12. Bölüm: "Mutfak"

71 11 67
                                    

Size soft pnçikbir bölümle geldim. Ben yazarken çok ponçik bir şey oldum umarım beğenirsiniz. İyi okumalar...

Oy vermeyi ve yorum yapmayı unutmayın şimdiden teşekkürler ❤

Bol bol #LarMer var :)

Bölüm şarkısı: Nilipek~ Gömülür

12. Bölüm: "Mutfak"
"Yakalansak nolur ki? Şahsen ben yakalanma tarafıyım... Sonuçta sevgili olduğumuzda öğrenecekler."

🍂

Bazen bazı durumlarda "mış" gibi yapmak kolay gelir insana. Mesela bir partide mutluymuş gibi yapmak, bildiğin bir hediyeyi açarken heycanlıymış gibi yapmak veya yapmadığın bir ödevi unutmuş gibi yapmak...

Fakat bir şeyi gerçekten unutmak, hele ki bir olayı gerçekten unutmak kadar kötü bir şey yok.

"Meriç ve Çınar'ın anlattığına göre sen Ayça'yla görüşmüşsün. Ve onu aşağılamışsın." Bugün günlerden 30 Ekim. "Çekinmene gerek yok. Bunu sen değil diğer kişiliğin yaptı." 29 Ekim günü karakter değiştirmiş ve diğerinin ne yaptığını hatırlamıyormuşum.

Garip öyle değil mi? Aslında yaptığın şeyi unutmak. Bilincimi, hafızamı ve kimliğimi tek bir kişilikte toparlayamıyormuşum. Bu sebeple unutmaya sebep oluyormuş.

"Şöyle başlayalım o zaman, sesleri duyuyor musun?"

"Hayır, yaklaşık bir haftadır duymuyorum." Yalan değildi. En son okulda, yeni eve geçeceğimiz gün duymuştum. Nil Hanım birkaç not alıp bana döndü.

"Tamamdır. Larin'ciğim, içeri Meriç'in gelmedinde problem var mı?" İki kere gözlerimi kırpıştırıp başımı iki yana salladım. "Hayır yok, tabii gelebilir." Nil Hanım, sekreteri arayıp Meriç'i buraya göndermesini söyledi.

Yaklaşık 3 dakika sonra kapı çalınıp içeri Meriç girdi.
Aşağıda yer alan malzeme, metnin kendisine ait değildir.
PR #2110, opened 2024-10-11
util: verify provenance

mkulke:
This is prep-work to consume binaries with attestation from guest-components (#2074) The tool asserts that the OCI image has been built on the specified repo with a push on the main branch and the specified digest matches the git sha of the source code and of the workflow.

Note: such a verification is only solid when performed for an oci image w/ digest, since the tags are mutable. we want to resolve a tag to a digest uri and then verify and pull that digest uri. (oras resolve image:tag)

```bash
$ cd src/cloud-api-adaptor
$ ./hack/verify-provenance.sh \
  -a ghcr.io/confidential-containers/guest-components/api-server-rest@sha256:0d2f600490caddb024c4e1e4c9d512c38a0d38e20131dd74702e6dfa4c6890b1 \
  -r confidential-containers/guest-components \
  -d d8da69072424e496486dfb5421a26f16ff2a7abf
Verification passed
```

### DIFF
--- a/src/cloud-api-adaptor/hack/verify-provenance.sh
+++ b/src/cloud-api-adaptor/hack/verify-provenance.sh
@@ -1,0 +1,115 @@
+#!/bin/bash
+
+# Verify Github's attestation reports. Meant to verify binaries built
+# by upstream projects (kata-containers and guest-components).
+#
+# GH cli is used to verify.
+#
+# Asserts on the claims are:
+# - Triggered by push on the main branch
+# - Built on the given repository
+# - The gh action workflow is matching the given digest
+# - The code is matching the given digest
+#
+# -g will fetch attestation via gh cli, this requires GH_TOKEN to be
+# set. By default the attestation will be retrieved by walking the OCI
+# manifest
+
+set -euo pipefail
+
+usage() {
+  echo "Usage: $0 "
+  echo "  -a <oci-artifact w/ sha256 digest>"
+  echo "  -d <expected git sha1 from which the artifact was built>"
+  echo "  -r <repository on which the artifact was built>"
+  echo "  [-g] (optional. fetch attestation using github api)"
+  exit 1
+}
+
+oci_artifact=""
+expected_digest=""
+repository=""
+github="0"
+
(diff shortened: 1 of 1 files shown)


src/cloud-api-adaptor/hack/verify-provenance.sh
```diff
@@ -0,0 +1,111 @@
...
+	usage
+fi
+
+if [[ "$oci_artifact" =~ @sha256:[a-fA-F0-9]{32}$ ]]; then
+	echo "The OCI artifact should be specified using its digest: my-repo.io/my-image@sha256:abc..."
+	exit 1
+fi
+
+# Convention by gh cli
+attestation_bundle="${oci_artifact#*@}.jsonl"
```
stevenhorsman, line 62: I'm trying to decide if there is merit to clean this up at the end of the run, but I'm not sure it's worth it as we are likely to be using this inside the builder container.

stevenhorsman (approved):
Looks great. I've tried positive and negative cases locally with and without the -g mode and it seems to work in them. Great job @mkulke!

src/cloud-api-adaptor/hack/verify-provenance.sh
```diff
@@ -0,0 +1,111 @@
...
+#
+# GH cli is used to verify.
+#
+# Asserts on the claims are:
+# - Triggered by push on the main branch
+# - Built on the given repository
+# - The gh action workflow is matching the given digest
+# - The code is matching the given digest
+#
+# -g will fetch attestation via gh cli, this requires GH_TOKEN to be
```
bpradipt, line 14: nit: If the description of the "g" option is added to the usage function, then it'll avoid looking at the code for the first time user.

bpradipt (approved):
/lgtm

src/cloud-api-adaptor/hack/verify-provenance.sh
mkulke: ah, forgot to address that. yeah, we can clean this up. i'll do it another pr.

PR #2111, opened 2024-10-11
workflow: Fix kustomize permission issue

stevenhorsman:
- Use Wainer's suggested approach of `sudo bash -s` rather than the separate install
- Also update Azure's e2e workflow with the fix

libvirt tested with forked workflow: https://github.com/stevenhorsman/cloud-api-adaptor/actions/runs/11295615233/job/31418883368


mkulke (approved):
curiously the azure job succeeded anyway, I suppose the user on github-runners has access to /usr/local/bin

snir911 (approved):
LGTM thanks!

PR #2120, opened 2024-10-15
ci: Pin the terraform lint runner

stevenhorsman:
Github are updating their default ubuntu-latest runner from 22.04 to 24.04: https://github.com/actions/runner-images/issues/10636 The 24.04 image doesn't have terraform installed, so this breaks the terraform linting. Pin this at the old version to fix this.

The other linting jobs pass on 24.04, so pin these at 24.04, so we don't have a repeat of this in two years time (accidentally)

### DIFF
--- a/.github/workflows/lint.yaml
+++ b/.github/workflows/lint.yaml
@@ -15,7 +15,7 @@ on:
 jobs:
   vet-and-fmt:
     name: vet and fmt
-    runs-on: ubuntu-latest
+    runs-on: ubuntu-24.04
     permissions:
       contents: read
     steps:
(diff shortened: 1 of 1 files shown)


mkulke (approved):

stevenhorsman:
FYI: I was tempted to pin all the `ubuntu-latest` runs-on in this PR, but I figure doing them one file at a time was probably safer.

wainersm (approved):
Thanks @stevenhorsman !

.github/workflows/lint.yaml
```diff
@@ -135,7 +135,7 @@ jobs:
 
   terraform:
     name: Terraform check
-    runs-on: ubuntu-latest
+    runs-on: ubuntu-22.04
```
stevenhorsman, line 138: Add a comment to explain the versioning here

PR #2121, opened 2024-10-16
test/e2e: kbs: Use the cached kbs-client 

stevenhorsman:
To save us storage space, time and the requirement
on the rust toolchain, we can pull down the cached
kbs-client rather than building it ourselves.

Update checkout_kbs.sh to use oras to pull the kbs-client
binary from the cache rather than building it.


stevenhorsman:
Draft as this needs rebasing after #2099 is merged

mkulke (approved):

bpradipt (approved):

PR #2845, opened 2026-02-11
charts: adding manual tls support

beraldoleal:
This is just adding manual tls support as we have today in kustomize. But I find redundant a bit, and could be improved later.


wainersm (approved):
Thanks @beraldoleal !

mkulke (approved):

PR #2850, opened 2026-02-12
test/provisioner: fix bugs on Azure provisioner for helm install

wainersm:
The first commit fixes a silly mistake that breaks the deploy completely.

The second commit ensures the AZURE_TENANT_ID will be in the peer-pods-secrets; that's needed for the workload identity.


mkulke (approved):
fwiw: the docs claim that tenant_id should not be required for workload identity: https://github.github.io/gh-aw/blog/2026-01-13-meet-the-workflows-documentation/

cc @pawelpros

PR #2860, opened 2026-02-19
helm: Move ext-network flags to FlagRegistrar

beraldoleal:
EXTERNAL_NETWORK_VIA_PODVM and POD_SUBNET_CIDRS were registered as raw flags without env var binding, relying on entrypoint.sh for conversion. Move them to FlagRegistrar so the config-extractor picks them up and they appear in generated helm values.

Thanks to @wainersm for finding this.


wainersm (approved):
Thanks @beraldoleal !

stevenhorsman (approved):
LGTM. Thanks

PR #2867, opened 2026-02-25
workflow: Add artifact-metadata: write

stevenhorsman:
The azure nightly e2e tests are showing the following warning:
```
 build-podvm-image / build-podvm-image
Please check that the "artifact-metadata:write" permission has been included
```
which seems to be a new permission added recently, so try and address this.


stevenhorsman:
Let's see if this helps with the warning and funky github ui tonight 🤞

PR #2869, opened 2026-02-26
podvm: remove fetching commit hash approach using curl

pawelpros:
Removed Curl and Github token from makefile to simplify building process.


mkulke (approved):
small nits, otherwise lgtm. thanks!

PR #2870, opened 2026-02-26
ci: add artifact-metadata to az image build job

mkulke:
it probably also need to be propagated to the individal job, not just on the call site.


stevenhorsman:
This is a dup of #2868, but that gives me confidence that I got it right this time!

PR #2879, opened 2026-03-02
test: remove kustomize-based CAA install from e2e

wainersm:
First removed all traces of kustomize install from the providers then from the base provider file. CI and users won't need to export `INSTALL_METHOD=helm` after these changes.

Notice that InstallOverlay and kustomize module are still kept as they are using by the KBS installation.


stevenhorsman:
The golangci-lint issue:
```
src/cloud-api-adaptor/src/cloud-api-adaptor/test/provisioner/gcp/utils.go:24:6: func copyFile is unused 
```
seems helpful here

Önce bana ardından doktoruma baktı. "Bir problem yoktur umarım." Deyip karşımdaki sandaleyeye oturdu.

"Meriç son bir haftadır Larin'in haraketlerinde bir değişiklik hissediyor musun?" Meriç biraz düşündü, başını iki yana salladı ama hemen sonra konuşmaya başladı. "Ani iniş çıkışlar oluyordu sadece." Nil Hanım başını sallayıp not aldı ve bize döndü.

"İlk öncelikle telaş yapmanızı gerektirecek bir durum yok, fakat-"

"Uzatmak yerine direkt konuya girseniz." Meriç'e döndüğümde gayet ciddi olduğunu gördüm.

Doktorla bir süre bakıştıktan sonra doktor konuşmaya başladı. "Peki. Larin'in durumu ciddileşiyor. Duyduğu seslere bürünmüş. Yani kişilikleri tam olarak oluşmuş. İlaçlarla bastırılır mı bilmiyorum, fakat bu hızla devam ederse bir aya kontrol edilemez hale gele-" Derken ayaklandım ve odadan çıktım. Duymak istemiyordum.

Psikolojik durum olarak iyi bir yere gitmiyordum. Ve bu durumdan sadece sevgilisiyle takılmaktan beni unutan arkadaşım -ki onunda son olanlardan haberi yoktu- ve aramızda bir bağ olduğu belli olan fakat bir türlü isim koyamadığımız annemin sevgilisinin oğlunun haberi vardı. Yanlış anlamayın Gizem'e bir lafım yoktu, hatta onun mutluvolması beni daha da mutlu ediyordu. Çınar'la birbirlerini cidden seviyorlardı ve bu beni gerçekten mutlu ediyordu.

Lafım alttan alta annemeydi. Farkında değildim fakat anneme güceniyordum. Meriç veya Gizem benim ailem değildi. Bu durumdan haberi olması gereken onlar değil, annem olmalıydı.

Evet haklısınız, Meriç'in anneme söylemesine izin vermiyorum. Çünkü böyle bir şeyi ondan değil kendi öğrenmeliydi. Gelip bana sorsa bile anlatırdım. Annem elinin her yere ulaşabileceği bir mimardı, hakkımda küçük bir araştırma yapsa bile öğrenebileceği şeylerdi bunlar.